(Saved entries)
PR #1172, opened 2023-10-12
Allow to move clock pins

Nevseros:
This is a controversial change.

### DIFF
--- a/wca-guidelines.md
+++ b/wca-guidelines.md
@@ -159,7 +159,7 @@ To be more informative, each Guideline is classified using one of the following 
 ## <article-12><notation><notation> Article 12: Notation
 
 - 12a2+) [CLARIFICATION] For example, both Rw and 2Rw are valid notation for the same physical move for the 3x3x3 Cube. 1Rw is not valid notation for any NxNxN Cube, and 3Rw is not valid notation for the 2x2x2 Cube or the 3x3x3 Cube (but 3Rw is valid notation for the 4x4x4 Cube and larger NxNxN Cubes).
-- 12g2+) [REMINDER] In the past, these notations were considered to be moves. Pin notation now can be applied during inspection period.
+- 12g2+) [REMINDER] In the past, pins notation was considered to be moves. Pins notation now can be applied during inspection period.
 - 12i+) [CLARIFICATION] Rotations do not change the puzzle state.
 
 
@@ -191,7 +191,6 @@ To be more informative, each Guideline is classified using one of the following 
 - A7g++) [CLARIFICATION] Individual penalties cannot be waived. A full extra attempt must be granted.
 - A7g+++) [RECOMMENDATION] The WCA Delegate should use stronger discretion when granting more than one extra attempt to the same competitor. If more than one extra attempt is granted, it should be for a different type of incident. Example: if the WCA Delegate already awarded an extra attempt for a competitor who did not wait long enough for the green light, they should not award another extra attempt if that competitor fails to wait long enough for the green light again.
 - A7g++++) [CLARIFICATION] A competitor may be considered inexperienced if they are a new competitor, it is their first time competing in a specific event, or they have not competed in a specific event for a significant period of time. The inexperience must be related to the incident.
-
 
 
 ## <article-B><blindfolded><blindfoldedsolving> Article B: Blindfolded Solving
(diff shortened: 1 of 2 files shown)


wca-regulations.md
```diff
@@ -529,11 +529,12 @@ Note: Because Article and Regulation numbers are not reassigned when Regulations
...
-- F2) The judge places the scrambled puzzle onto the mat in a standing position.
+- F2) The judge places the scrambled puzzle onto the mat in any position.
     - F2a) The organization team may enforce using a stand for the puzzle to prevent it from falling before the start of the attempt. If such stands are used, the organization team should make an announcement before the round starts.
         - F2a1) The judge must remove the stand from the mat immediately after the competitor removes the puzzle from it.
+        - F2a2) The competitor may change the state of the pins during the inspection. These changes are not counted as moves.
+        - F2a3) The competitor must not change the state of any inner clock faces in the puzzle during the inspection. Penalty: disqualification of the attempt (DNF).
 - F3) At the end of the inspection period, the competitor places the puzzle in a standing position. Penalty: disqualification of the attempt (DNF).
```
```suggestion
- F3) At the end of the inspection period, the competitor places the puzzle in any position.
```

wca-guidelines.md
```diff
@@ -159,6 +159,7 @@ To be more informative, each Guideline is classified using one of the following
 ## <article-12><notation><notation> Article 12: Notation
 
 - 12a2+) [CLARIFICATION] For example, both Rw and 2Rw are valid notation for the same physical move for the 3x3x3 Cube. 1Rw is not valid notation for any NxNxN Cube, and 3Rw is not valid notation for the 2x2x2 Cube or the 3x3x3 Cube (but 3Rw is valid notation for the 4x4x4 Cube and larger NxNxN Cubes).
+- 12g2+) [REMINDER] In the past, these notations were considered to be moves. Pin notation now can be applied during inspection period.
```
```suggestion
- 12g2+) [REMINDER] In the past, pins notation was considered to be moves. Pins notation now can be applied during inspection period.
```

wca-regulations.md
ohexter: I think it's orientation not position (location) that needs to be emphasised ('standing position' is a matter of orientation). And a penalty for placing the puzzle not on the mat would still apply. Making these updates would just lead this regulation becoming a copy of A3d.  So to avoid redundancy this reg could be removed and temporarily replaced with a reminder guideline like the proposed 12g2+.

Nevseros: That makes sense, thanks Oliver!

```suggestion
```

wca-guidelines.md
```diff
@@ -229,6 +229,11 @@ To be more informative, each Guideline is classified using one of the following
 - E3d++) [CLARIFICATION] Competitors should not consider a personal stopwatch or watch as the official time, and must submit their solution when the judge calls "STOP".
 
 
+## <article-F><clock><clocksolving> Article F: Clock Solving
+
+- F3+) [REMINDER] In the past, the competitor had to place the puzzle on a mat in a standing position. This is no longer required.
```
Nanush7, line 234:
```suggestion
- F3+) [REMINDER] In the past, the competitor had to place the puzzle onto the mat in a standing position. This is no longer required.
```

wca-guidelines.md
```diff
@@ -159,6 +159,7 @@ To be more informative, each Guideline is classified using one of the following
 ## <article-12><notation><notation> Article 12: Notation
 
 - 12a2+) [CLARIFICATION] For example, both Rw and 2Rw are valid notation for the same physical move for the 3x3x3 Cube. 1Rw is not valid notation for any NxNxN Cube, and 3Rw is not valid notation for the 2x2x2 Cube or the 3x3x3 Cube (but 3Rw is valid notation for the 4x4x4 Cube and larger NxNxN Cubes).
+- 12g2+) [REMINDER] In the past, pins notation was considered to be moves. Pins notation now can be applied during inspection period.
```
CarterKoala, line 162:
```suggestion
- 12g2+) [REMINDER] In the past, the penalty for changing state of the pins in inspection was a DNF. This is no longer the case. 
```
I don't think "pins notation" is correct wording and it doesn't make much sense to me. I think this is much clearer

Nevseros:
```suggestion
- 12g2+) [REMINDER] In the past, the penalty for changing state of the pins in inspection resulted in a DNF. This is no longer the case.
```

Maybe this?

▸ Activity
Print every entry exactly as written.

▸ Response area
PR #1172, opened 2023-10-12
Allow to move clock pins

Nevseros:
This is a controversial change.

### DIFF
--- a/wca-guidelines.md
+++ b/wca-guidelines.md
@@ -159,7 +159,7 @@ To be more informative, each Guideline is classified using one of the following 
 ## <article-12><notation><notation> Article 12: Notation
 
 - 12a2+) [CLARIFICATION] For example, both Rw and 2Rw are valid notation for the same physical move for the 3x3x3 Cube. 1Rw is not valid notation for any NxNxN Cube, and 3Rw is not valid notation for the 2x2x2 Cube or the 3x3x3 Cube (but 3Rw is valid notation for the 4x4x4 Cube and larger NxNxN Cubes).
-- 12g2+) [REMINDER] In the past, these notations were considered to be moves. Pin notation now can be applied during inspection period.
+- 12g2+) [REMINDER] In the past, pins notation was considered to be moves. Pins notation now can be applied during inspection period.
 - 12i+) [CLARIFICATION] Rotations do not change the puzzle state.
 
 
@@ -191,7 +191,6 @@ To be more informative, each Guideline is classified using one of the following 
 - A7g++) [CLARIFICATION] Individual penalties cannot be waived. A full extra attempt must be granted.
 - A7g+++) [RECOMMENDATION] The WCA Delegate should use stronger discretion when granting more than one extra attempt to the same competitor. If more than one extra attempt is granted, it should be for a different type of incident. Example: if the WCA Delegate already awarded an extra attempt for a competitor who did not wait long enough for the green light, they should not award another extra attempt if that competitor fails to wait long enough for the green light again.
 - A7g++++) [CLARIFICATION] A competitor may be considered inexperienced if they are a new competitor, it is their first time competing in a specific event, or they have not competed in a specific event for a significant period of time. The inexperience must be related to the incident.
-
 
 
 ## <article-B><blindfolded><blindfoldedsolving> Article B: Blindfolded Solving
(diff shortened: 1 of 2 files shown)


wca-regulations.md
```diff
@@ -529,11 +529,12 @@ Note: Because Article and Regulation numbers are not reassigned when Regulations
...
-- F2) The judge places the scrambled puzzle onto the mat in a standing position.
+- F2) The judge places the scrambled puzzle onto the mat in any position.
     - F2a) The organization team may enforce using a stand for the puzzle to prevent it from falling before the start of the attempt. If such stands are used, the organization team should make an announcement before the round starts.
         - F2a1) The judge must remove the stand from the mat immediately after the competitor removes the puzzle from it.
+        - F2a2) The competitor may change the state of the pins during the inspection. These changes are not counted as moves.
+        - F2a3) The competitor must not change the state of any inner clock faces in the puzzle during the inspection. Penalty: disqualification of the attempt (DNF).
 - F3) At the end of the inspection period, the competitor places the puzzle in a standing position. Penalty: disqualification of the attempt (DNF).
```
```suggestion
- F3) At the end of the inspection period, the competitor places the puzzle in any position.
```

wca-guidelines.md
```diff
@@ -159,6 +159,7 @@ To be more informative, each Guideline is classified using one of the following
 ## <article-12><notation><notation> Article 12: Notation
 
 - 12a2+) [CLARIFICATION] For example, both Rw and 2Rw are valid notation for the same physical move for the 3x3x3 Cube. 1Rw is not valid notation for any NxNxN Cube, and 3Rw is not valid notation for the 2x2x2 Cube or the 3x3x3 Cube (but 3Rw is valid notation for the 4x4x4 Cube and larger NxNxN Cubes).
+- 12g2+) [REMINDER] In the past, these notations were considered to be moves. Pin notation now can be applied during inspection period.
```
```suggestion
- 12g2+) [REMINDER] In the past, pins notation was considered to be moves. Pins notation now can be applied during inspection period.
```

wca-regulations.md
ohexter: I think it's orientation not position (location) that needs to be emphasised ('standing position' is a matter of orientation). And a penalty for placing the puzzle not on the mat would still apply. Making these updates would just lead this regulation becoming a copy of A3d.  So to avoid redundancy this reg could be removed and temporarily replaced with a reminder guideline like the proposed 12g2+.

Nevseros: That makes sense, thanks Oliver!

```suggestion
```

wca-guidelines.md
```diff
@@ -229,6 +229,11 @@ To be more informative, each Guideline is classified using one of the following
 - E3d++) [CLARIFICATION] Competitors should not consider a personal stopwatch or watch as the official time, and must submit their solution when the judge calls "STOP".
 
 
+## <article-F><clock><clocksolving> Article F: Clock Solving
+
+- F3+) [REMINDER] In the past, the competitor had to place the puzzle on a mat in a standing position. This is no longer required.
```
Nanush7, line 234:
```suggestion
- F3+) [REMINDER] In the past, the competitor had to place the puzzle onto the mat in a standing position. This is no longer required.
```

wca-guidelines.md
```diff
@@ -159,6 +159,7 @@ To be more informative, each Guideline is classified using one of the following
 ## <article-12><notation><notation> Article 12: Notation
 
 - 12a2+) [CLARIFICATION] For example, both Rw and 2Rw are valid notation for the same physical move for the 3x3x3 Cube. 1Rw is not valid notation for any NxNxN Cube, and 3Rw is not valid notation for the 2x2x2 Cube or the 3x3x3 Cube (but 3Rw is valid notation for the 4x4x4 Cube and larger NxNxN Cubes).
+- 12g2+) [REMINDER] In the past, pins notation was considered to be moves. Pins notation now can be applied during inspection period.
```
CarterKoala, line 162:
```suggestion
- 12g2+) [REMINDER] In the past, the penalty for changing state of the pins in inspection was a DNF. This is no longer the case. 
```
I don't think "pins notation" is correct wording and it doesn't make much sense to me. I think this is much clearer

Nevseros:
```suggestion
- 12g2+) [REMINDER] In the past, the penalty for changing state of the pins in inspection resulted in a DNF. This is no longer the case.
```

Maybe this?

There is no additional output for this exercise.